2. Add @Measurement,@TimeColumn and @Column annotations (column names default to field names unless otherwise specified):

```Java
@Measurement(name = "cpu")
public class Cpu {
    @TimeColumn
    @Column
    private Instant time;
    @Column(name = "host", tag = true)
    private String hostname;
    @Column(tag = true)
    private String region;
    @Column
    private Double idle;
    @Column
    private Boolean happydevop;
    @Column(name = "uptimesecs")
    private Long uptimeSecs;
    // getters (and setters if you need)
}
```

Alternatively, you can use:

```Java
@Measurement(name = "cpu", allFields = true)
public class Cpu {
    @TimeColumn
    private Instant time;
    @Column(name = "host", tag = true)
    private String hostname;
    @Column(tag = true)
    private String region;
    private Double idle;
    private Boolean happydevop;
    @Column(name = "uptimesecs")
    private Long uptimeSecs;
    // getters (and setters if you need)
}
```

3. Call _InfluxDBResultMapper.toPOJO(...)_ to map the QueryResult to your POJO:

```java
InfluxDB influxDB = InfluxDBFactory.connect("http://localhost:8086", "root", "root");
String dbName = "myTimeseries";
QueryResult queryResult = influxDB.query(new Query("SELECT * FROM cpu", dbName));

InfluxDBResultMapper resultMapper = new InfluxDBResultMapper(); // thread-safe - can be reused
List<Cpu> cpuList = resultMapper.toPOJO(queryResult, Cpu.class);
```

### Writing using POJO

The same way we use `annotations` to transform data to POJO, we can write data as POJO.
Having the same POJO class Cpu

```java
String dbName = "myTimeseries";
String rpName = "aRetentionPolicy";
// Cpu has annotations @Measurement,@TimeColumn and @Column
Cpu cpu = new Cpu();
// ... setting data

Point point = Point.measurementByPOJO(cpu.getClass()).addFieldsFromPOJO(cpu).build();

influxDB.write(dbName, rpName, point);
```

#### QueryResult mapper limitations

* If your InfluxDB query contains multiple SELECT clauses, you will have to call InfluxResultMapper#toPOJO() multiple times to map every measurement returned by QueryResult to the respective POJO;
* If your InfluxDB query contains multiple SELECT clauses **for the same measurement**, InfluxResultMapper will process all results because there is no way to distinguish which one should be mapped to your POJO. It may result in an invalid collection being returned;
* A Class field annotated with _@Column(..., tag = true)_ (i.e. a [InfluxDB Tag](https://docs.influxdata.com/influxdb/v1.2/concepts/glossary/#tag-value)) must be declared as _String_.

#### QueryBuilder

An alternative way to create InfluxDB queries is available. By using the [QueryBuilder](QUERY_BUILDER.md) you can create queries using java instead of providing the influxdb queries as strings.

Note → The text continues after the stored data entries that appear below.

PR #11684, opened 2014-10-21
library name with ellipsis

ahsu1230:
@andrewconner @yipingliao @2is10 

Javascript implementation (ellipsis directive) that can truncate long text
Would probably need to add to it in the future, so we can use this directive in other places


kifi-backend/modules/shoebox/angular/src/common/directives/ellipsis/ellipsis.js
```diff
@@ -0,0 +1,124 @@
...
+          * Execute ellipsis truncate on ngBind update
+          */
+          scope.$watch('ellipsisAppend', function () {
+            buildEllipsis();
+          });
+
+           /**
+          * When window width or height changes - re-init truncation
+          */
+          angular.element($window).bind('resize', function () {
```
yipingliao, line 107: There is a lot of '$window.addEventListener' in the code base. Saves the jQuery wrapping. Also, you may want to debounce on resizing.

kifi-backend/modules/shoebox/angular/src/common/directives/ellipsis/ellipsis.js
```diff
@@ -0,0 +1,124 @@
...
+    scope   : {
+      ngBind        : '=',
+      ellipsisAppend    : '@',
+      ellipsisSymbol    : '@'
+    },
+    compile : function(/*elem, attr, linker*/) {
+
+      return function(scope, element, attributes) {
+        /* Window Resize Variables */
+          attributes.lastWindowResizeTime = 0;
```
yipingliao, line 30: These seem to be internal variables? Why are they hung on `attributes`?

kifi-backend/modules/shoebox/angular/src/common/directives/ellipsis/ellipsis.js
```diff
@@ -0,0 +1,124 @@
...
+          });
+
+           /**
+          * When window width or height changes - re-init truncation
+          */
+          angular.element($window).bind('resize', function () {
+            $timeout.cancel(attributes.lastWindowTimeoutEvent);
+
+            attributes.lastWindowTimeoutEvent = $timeout(function() {
+              if (attributes.lastWindowResizeWidth !== window.innerWidth || attributes.lastWindowResizeHeight !== window.innerHeight) {
```
yipingliao, line 111: Replace `window` with `$window`.

yipingliao, line 111: If we're already resizing, why do we need to check that the current width and height are indeed different from the previous width and height?

kifi-backend/modules/shoebox/angular/src/common/directives/ellipsis/ellipsis.js
```diff
@@ -0,0 +1,124 @@
...
+                buildEllipsis();
+              }
+
+              attributes.lastWindowResizeWidth = window.innerWidth;
+              attributes.lastWindowResizeHeight = window.innerHeight;
+            }, 75);
+          });
+
```
yipingliao, line 119: Too many newlines.

kifi-backend/modules/shoebox/angular/src/common/directives/ellipsis/ellipsis.js
```diff
@@ -0,0 +1,124 @@
...
+           /**
+          * Execute ellipsis truncate on ngBind update
+          */
+          scope.$watch('ellipsisAppend', function () {
+            buildEllipsis();
+          });
+
+           /**
```
yipingliao, line 104: Weird indent (here and elsewhere).

kifi-backend/modules/shoebox/angular/src/common/directives/ellipsis/ellipsis.js
```diff
@@ -0,0 +1,124 @@
...
+            var currentHeight = element.height();
+            var currentNumLines = currentHeight / heightPerLine;
+            var maxIndex = scope.ngBind.length;
+
+            if (currentNumLines <= 2) { // entire name fits
+              return;
+            }
+
+            var ellipsisSymbol =
+              (typeof(attributes.ellipsisSymbol) !== 'undefined') ?
```
yipingliao, line 48: Will a check for falsy suffice here?

kifi-backend/modules/shoebox/angular/src/common/directives/ellipsis/ellipsis.js
```diff
@@ -0,0 +1,124 @@
...
+                attributes.ellipsisSymbol : '&hellip;';
+            var appendString =
+              (typeof(scope.ellipsisAppend) !== 'undefined' && scope.ellipsisAppend !== '') ?
```
yipingliao, line 51: Same: will a check for falsy suffice here?

andrewconner:
Could you make the height dynamic instead of hard coded? This breaks for public libraries, since the font is larger.

kifi-backend/modules/shoebox/angular/src/common/directives/ellipsis/ellipsis.js
```diff
@@ -0,0 +1,124 @@
...
+            if (numIntervals < 3) {
+              $timeout(interval, 1000);
+            }
+          }
+          $timeout(interval, 200);
+
+           /**
+          * Execute ellipsis truncate on ngBind update
+          */
+          scope.$watch('ngBind', function () {
```
andrewconner, line 93: as mentioned, this is the same as `scope.$watch('ngBind', buildEllipsis)`

kifi-backend/modules/shoebox/angular/src/common/directives/ellipsis/ellipsis.js
```diff
@@ -0,0 +1,124 @@
...
+            var currentNumLines = currentHeight / heightPerLine;
+            var maxIndex = scope.ngBind.length;
+
+            if (currentNumLines <= 2) { // entire name fits
+              return;
+            }
+
+            var ellipsisSymbol =
+              (typeof(attributes.ellipsisSymbol) !== 'undefined') ?
+                attributes.ellipsisSymbol : '&hellip;';
```
yipingliao, line 49: Add newline after `:` in ternary operator.

kifi-backend/modules/shoebox/angular/src/common/directives/ellipsis/ellipsis.js
```diff
@@ -0,0 +1,124 @@
...
+            var appendString =
+              (typeof(scope.ellipsisAppend) !== 'undefined' && scope.ellipsisAppend !== '') ?
+                ellipsisSymbol + '<span>' + scope.ellipsisAppend + '</span>' : ellipsisSymbol;
```
yipingliao, line 52: Add newline after `:`.

kifi-backend/modules/shoebox/angular/src/common/directives/ellipsis/ellipsis.js
```diff
@@ -0,0 +1,124 @@
...
+
+            // binary search for correct maxIndex
+            var hi = scope.ngBind.length;
+            var lo = scope.ngBind.length / 2;
```
yipingliao, line 56: Based on just reading the code, if the max number of chars we can fit within 2 lines is less than half of the text length, then we still display half of the text. Please correct if I am misunderstanding!

kifi-backend/modules/shoebox/angular/src/common/directives/ellipsis/ellipsis.js
```diff
@@ -0,0 +1,124 @@
...
+ *  how to use:
+ *  <p data-ellipsis data-ng-bind="longName"></p>
+ *  <p data-ellipsis data-ng-bind="longName" data-ellipsis-symbol="---"></p>
+ *  <p data-ellipsis data-ng-bind="longName" data-ellipsis-append="read more"></p>
+ *
+ */
+'use strict';
+angular.module('kifi')
+
+.directive('kfEllipsis', ['$timeout', '$window', function($timeout, $window) {
```
yipingliao, line 17: Add space after `function`.

kifi-backend/modules/shoebox/angular/src/common/directives/ellipsis/ellipsis.js
```diff
@@ -0,0 +1,124 @@
...
+
+  return {
+    restrict  : 'A',
```
yipingliao, line 20: No space after `:` in JavaScript objects (here and below).

kifi-backend/modules/shoebox/angular/src/common/directives/ellipsis/ellipsis.js
```diff
@@ -0,0 +1,124 @@
+/**
+ *  Angular directive to truncate multi-line text to visible height
+ *  inputs:
+ *  (required) ng-bind
```
yipingliao, line 4: Can you explain to me (maybe in person) why `ng-bind` is being used? `ngBind` is a native Angular directive, so I am wondering about how we're using its special powers here.

kifi-backend/modules/shoebox/angular/src/common/directives/ellipsis/ellipsis.js
```diff
@@ -0,0 +1,124 @@
...
+.directive('kfEllipsis', ['$timeout', '$window', function($timeout, $window) {
+
+  return {
+    restrict  : 'A',
+    scope   : {
+      ngBind        : '=',
+      ellipsisAppend    : '@',
+      ellipsisSymbol    : '@'
+    },
+    compile : function(/*elem, attr, linker*/) {
```
yipingliao, line 26: Maybe using `ngBind` is related to using `compile`? I don't quite understand how and when `compile` should be used, but would like to learn. :)

kifi-backend/modules/shoebox/angular/src/common/directives/ellipsis/ellipsis.js
ahsu1230, line 56: yeah you're right. I had the assumption that ellipsis would come at the end of a library name.
But since this is going to be a general directive, we shouldn't assume that.

kifi-backend/modules/shoebox/angular/src/common/directives/ellipsis/ellipsis.js
```diff
@@ -0,0 +1,124 @@
...
+
+        function buildEllipsis() {
+          if (typeof(scope.ngBind) !== 'undefined') {
+            element.html(scope.ngBind);
+            var heightPerLine = 30;
+            var currentHeight = element.height();
+            var currentNumLines = currentHeight / heightPerLine;
+            var maxIndex = scope.ngBind.length;
+
+            if (currentNumLines <= 2) { // entire name fits
```
yipingliao, line 43: Oops, one more thing: I just realized that we will need this directive to truncate keep titles. I think Mark said to 3 lines. Can we parameterize the max number of lines (defaulting to 2, perhaps?) by adding it as another optional scope variable, like `ellipsisSymbol`?

andrewconner, line 43: +1, this should be as generic as possible.

kifi-backend/modules/shoebox/angular/src/common/directives/ellipsis/ellipsis.js
2is10, line 111: I think it’s good to check to potentially avoid costly work. When the `resize` events are properly debounced, there’s no guarantee the window will be a different size than the last time this code executed.

kifi-backend/modules/shoebox/angular/src/common/directives/ellipsis/ellipsis.js
2is10, line 107: Definitely debounce or throttle. I’d probably throttle to every 200ms, at least.

kifi-backend/modules/shoebox/angular/src/common/directives/ellipsis/ellipsis.js
```diff
@@ -0,0 +1,124 @@
...
+          // todo (aaron): find something better than this hack
+          var numIntervals = 0;
+          function interval() {
+            buildEllipsis();
+            numIntervals++;
+            if (numIntervals < 3) {
+              $timeout(interval, 1000);
+            }
+          }
+          $timeout(interval, 200);
```
2is10, line 88: The word “interval” has a very specific meaning in browser JavaScript (see [setInterval](https://developer.mozilla.org/en-US/docs/Web/API/WindowTimers.setInterval), clearInterval). It’s a little confusing to see “interval” used in names in conjunction with timeouts.

kifi-backend/modules/shoebox/angular/src/common/directives/ellipsis/ellipsis.js
2is10, line 52: Might consider just having one optional parameter for the HTML string to be appended. Let the caller embed whatever tags/classes/text/symbols desired, in any order. It’d be both simpler and more flexible.

kifi-backend/modules/shoebox/angular/src/common/directives/ellipsis/ellipsis.js
```diff
@@ -0,0 +1,124 @@
...
+          }
+        }
+
+         /**
+        * Watchers
+        */
+          // font-changes will affect sizing, but ng-bind applies first!
+          // todo (aaron): find something better than this hack
+          var numIntervals = 0;
+          function interval() {
```
2is10, line 81: This function’s name doesn’t need to be scoped to the entire enclosing function. It could be a named function expression, which limits the scope of the function’s name to its own body:

``` js
var numBuilds = 0;
$timeout(function build() {
  buildEllipsis();
  if (++numBuilds < 3) {
    $timeout(build, 1000);
  }  
}, 200);
```

2is10:
Very nice work, @ahsu1230! A tricky problem.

#### Generic POJO super classes

POJO classes can have generic super classes, for cases where multiple measurements have a similar structure, and differ by type(s), as in:

```java
public class SuperMeasurement<T> {
    @Column
    @TimeColumn
    private Instant time;
    @Column
    T value;
    // Other common columns and tags
}

public class SubMeasurement extends SuperMeasurement<String> {
    // Any specific columns and tags
}
```

### InfluxDBMapper

In case you want to save and load data using models you can use the [InfluxDBMapper](INFLUXDB_MAPPER.md).

### Other Usages

For additional usage examples have a look at [InfluxDBTest.java](https://github.com/influxdb/influxdb-java/blob/master/src/test/java/org/influxdb/InfluxDBTest.java "InfluxDBTest.java")

### Publishing

This is a
[link](https://docs.sonatype.org/display/Repository/Sonatype+OSS+Maven+Repository+Usage+Guide)
to the sonatype oss guide to publishing. I'll update this section once
the [jira ticket](https://issues.sonatype.org/browse/OSSRH-9728) is
closed and I'm able to upload artifacts to the sonatype repositories.

### Frequently Asked Questions

This is a [FAQ](FAQ.md) list for influxdb-java.